_Exercise aim:_ Give only the number of lines in the data that contain the word "into".
+ + + + + + +
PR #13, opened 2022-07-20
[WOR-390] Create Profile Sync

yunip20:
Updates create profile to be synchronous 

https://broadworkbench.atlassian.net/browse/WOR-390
+ + + + + + +
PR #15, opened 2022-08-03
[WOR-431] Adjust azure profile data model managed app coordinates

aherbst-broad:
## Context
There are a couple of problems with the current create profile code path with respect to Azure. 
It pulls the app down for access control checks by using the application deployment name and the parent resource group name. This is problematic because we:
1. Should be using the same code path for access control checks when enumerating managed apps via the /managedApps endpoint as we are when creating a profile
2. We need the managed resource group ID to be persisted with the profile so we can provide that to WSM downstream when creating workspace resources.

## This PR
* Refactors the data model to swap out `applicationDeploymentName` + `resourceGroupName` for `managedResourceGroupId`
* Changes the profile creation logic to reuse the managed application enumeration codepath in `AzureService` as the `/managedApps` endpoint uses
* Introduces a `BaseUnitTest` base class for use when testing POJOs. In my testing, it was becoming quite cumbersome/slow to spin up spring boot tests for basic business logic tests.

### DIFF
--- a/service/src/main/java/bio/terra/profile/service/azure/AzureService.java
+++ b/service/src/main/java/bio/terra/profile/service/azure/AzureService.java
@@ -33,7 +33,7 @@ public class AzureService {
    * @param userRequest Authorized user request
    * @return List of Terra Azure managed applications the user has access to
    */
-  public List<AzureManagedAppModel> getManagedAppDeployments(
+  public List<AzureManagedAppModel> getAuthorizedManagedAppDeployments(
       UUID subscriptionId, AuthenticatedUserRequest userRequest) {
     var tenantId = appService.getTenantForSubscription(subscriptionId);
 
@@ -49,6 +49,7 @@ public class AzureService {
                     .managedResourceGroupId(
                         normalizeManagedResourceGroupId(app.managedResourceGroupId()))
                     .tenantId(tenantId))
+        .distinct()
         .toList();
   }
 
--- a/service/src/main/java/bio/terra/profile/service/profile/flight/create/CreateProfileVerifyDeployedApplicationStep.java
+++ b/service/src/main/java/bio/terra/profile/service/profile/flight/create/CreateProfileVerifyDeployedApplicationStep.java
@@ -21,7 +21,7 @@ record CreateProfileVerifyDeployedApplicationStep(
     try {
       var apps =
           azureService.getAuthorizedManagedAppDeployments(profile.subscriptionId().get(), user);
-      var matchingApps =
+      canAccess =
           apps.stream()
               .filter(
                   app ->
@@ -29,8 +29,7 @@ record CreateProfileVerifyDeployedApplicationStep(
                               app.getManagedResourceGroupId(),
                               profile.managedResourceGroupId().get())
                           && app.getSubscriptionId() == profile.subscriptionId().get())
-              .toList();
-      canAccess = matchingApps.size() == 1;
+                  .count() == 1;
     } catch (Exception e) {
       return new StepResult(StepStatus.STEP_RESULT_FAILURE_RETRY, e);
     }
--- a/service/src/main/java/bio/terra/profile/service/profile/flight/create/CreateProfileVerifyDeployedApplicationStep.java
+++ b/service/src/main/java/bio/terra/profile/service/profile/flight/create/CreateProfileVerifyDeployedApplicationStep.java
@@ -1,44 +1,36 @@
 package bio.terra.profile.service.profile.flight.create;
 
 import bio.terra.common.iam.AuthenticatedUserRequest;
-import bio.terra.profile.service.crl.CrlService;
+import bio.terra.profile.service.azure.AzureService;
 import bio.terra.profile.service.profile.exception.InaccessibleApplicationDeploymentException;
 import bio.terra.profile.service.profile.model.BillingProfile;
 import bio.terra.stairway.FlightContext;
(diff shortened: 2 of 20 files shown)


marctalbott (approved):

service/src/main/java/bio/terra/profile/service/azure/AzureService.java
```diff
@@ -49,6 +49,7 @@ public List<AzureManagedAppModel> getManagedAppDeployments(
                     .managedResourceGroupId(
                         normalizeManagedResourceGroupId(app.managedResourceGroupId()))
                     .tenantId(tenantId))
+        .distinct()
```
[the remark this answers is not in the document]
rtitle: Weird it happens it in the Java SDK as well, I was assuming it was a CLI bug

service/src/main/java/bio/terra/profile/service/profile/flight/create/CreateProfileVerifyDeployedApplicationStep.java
+ + + + + + +
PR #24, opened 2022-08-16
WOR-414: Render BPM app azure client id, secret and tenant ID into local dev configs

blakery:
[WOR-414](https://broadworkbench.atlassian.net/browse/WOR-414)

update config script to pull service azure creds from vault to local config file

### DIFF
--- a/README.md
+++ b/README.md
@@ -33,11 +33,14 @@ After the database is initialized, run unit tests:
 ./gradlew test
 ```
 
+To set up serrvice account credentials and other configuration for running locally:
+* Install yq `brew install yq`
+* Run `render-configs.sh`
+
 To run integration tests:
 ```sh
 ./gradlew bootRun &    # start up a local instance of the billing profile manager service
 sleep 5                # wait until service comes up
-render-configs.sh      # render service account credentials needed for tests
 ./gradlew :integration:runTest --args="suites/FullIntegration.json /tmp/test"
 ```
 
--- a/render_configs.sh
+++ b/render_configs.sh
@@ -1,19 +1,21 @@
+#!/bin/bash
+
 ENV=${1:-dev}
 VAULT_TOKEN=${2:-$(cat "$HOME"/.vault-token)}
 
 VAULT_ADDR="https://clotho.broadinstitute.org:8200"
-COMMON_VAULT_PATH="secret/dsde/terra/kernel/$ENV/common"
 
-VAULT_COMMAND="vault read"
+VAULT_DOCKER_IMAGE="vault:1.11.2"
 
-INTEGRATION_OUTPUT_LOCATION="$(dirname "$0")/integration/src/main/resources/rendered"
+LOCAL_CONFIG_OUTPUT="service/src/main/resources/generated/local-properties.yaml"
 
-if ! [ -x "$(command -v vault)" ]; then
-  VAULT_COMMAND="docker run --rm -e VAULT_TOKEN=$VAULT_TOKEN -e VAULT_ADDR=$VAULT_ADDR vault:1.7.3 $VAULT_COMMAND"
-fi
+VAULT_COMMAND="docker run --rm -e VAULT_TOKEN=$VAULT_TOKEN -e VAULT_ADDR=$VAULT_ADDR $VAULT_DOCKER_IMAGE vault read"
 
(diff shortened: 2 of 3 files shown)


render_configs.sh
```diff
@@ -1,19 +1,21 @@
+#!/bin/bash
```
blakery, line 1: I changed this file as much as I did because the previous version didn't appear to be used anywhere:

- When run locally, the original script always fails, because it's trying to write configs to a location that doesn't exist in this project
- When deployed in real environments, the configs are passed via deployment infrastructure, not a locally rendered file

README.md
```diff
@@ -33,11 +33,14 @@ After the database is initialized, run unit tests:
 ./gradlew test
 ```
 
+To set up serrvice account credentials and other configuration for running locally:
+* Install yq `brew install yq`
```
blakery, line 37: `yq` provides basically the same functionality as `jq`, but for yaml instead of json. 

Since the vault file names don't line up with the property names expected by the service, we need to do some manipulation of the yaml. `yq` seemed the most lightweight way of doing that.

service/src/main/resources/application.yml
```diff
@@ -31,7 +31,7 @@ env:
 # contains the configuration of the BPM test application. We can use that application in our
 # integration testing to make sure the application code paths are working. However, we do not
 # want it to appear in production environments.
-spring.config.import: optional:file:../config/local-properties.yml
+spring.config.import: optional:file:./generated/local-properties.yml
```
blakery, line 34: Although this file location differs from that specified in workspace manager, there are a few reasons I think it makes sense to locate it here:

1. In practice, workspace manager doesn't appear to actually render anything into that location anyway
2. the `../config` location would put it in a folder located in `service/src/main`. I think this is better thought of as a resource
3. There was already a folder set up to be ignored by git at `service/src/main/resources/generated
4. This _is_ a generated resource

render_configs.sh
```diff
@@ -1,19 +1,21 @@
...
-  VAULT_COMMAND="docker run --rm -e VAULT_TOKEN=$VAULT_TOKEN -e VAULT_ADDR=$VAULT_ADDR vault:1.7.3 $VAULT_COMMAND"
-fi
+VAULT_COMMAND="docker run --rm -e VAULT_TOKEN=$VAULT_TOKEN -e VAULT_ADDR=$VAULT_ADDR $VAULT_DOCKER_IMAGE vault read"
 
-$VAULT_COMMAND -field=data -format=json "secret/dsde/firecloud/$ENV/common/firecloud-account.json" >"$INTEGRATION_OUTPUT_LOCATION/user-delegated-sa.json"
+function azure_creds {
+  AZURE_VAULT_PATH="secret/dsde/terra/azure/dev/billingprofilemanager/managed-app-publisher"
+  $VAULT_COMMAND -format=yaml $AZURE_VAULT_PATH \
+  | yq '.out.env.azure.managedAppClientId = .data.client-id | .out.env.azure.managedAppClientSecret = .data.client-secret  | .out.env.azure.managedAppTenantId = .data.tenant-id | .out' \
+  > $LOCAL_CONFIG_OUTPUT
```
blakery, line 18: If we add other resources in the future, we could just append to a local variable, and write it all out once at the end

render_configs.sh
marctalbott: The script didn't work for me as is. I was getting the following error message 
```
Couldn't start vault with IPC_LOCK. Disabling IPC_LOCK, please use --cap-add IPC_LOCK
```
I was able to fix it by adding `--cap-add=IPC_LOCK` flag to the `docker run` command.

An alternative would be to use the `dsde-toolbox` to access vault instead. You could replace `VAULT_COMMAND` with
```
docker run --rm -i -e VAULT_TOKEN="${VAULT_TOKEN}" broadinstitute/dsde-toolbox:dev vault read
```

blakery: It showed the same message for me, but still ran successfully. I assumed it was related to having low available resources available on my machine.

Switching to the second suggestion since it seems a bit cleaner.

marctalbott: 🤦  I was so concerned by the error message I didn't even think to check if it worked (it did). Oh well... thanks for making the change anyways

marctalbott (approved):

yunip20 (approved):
+ + + + + + +
_Answer section:_ 2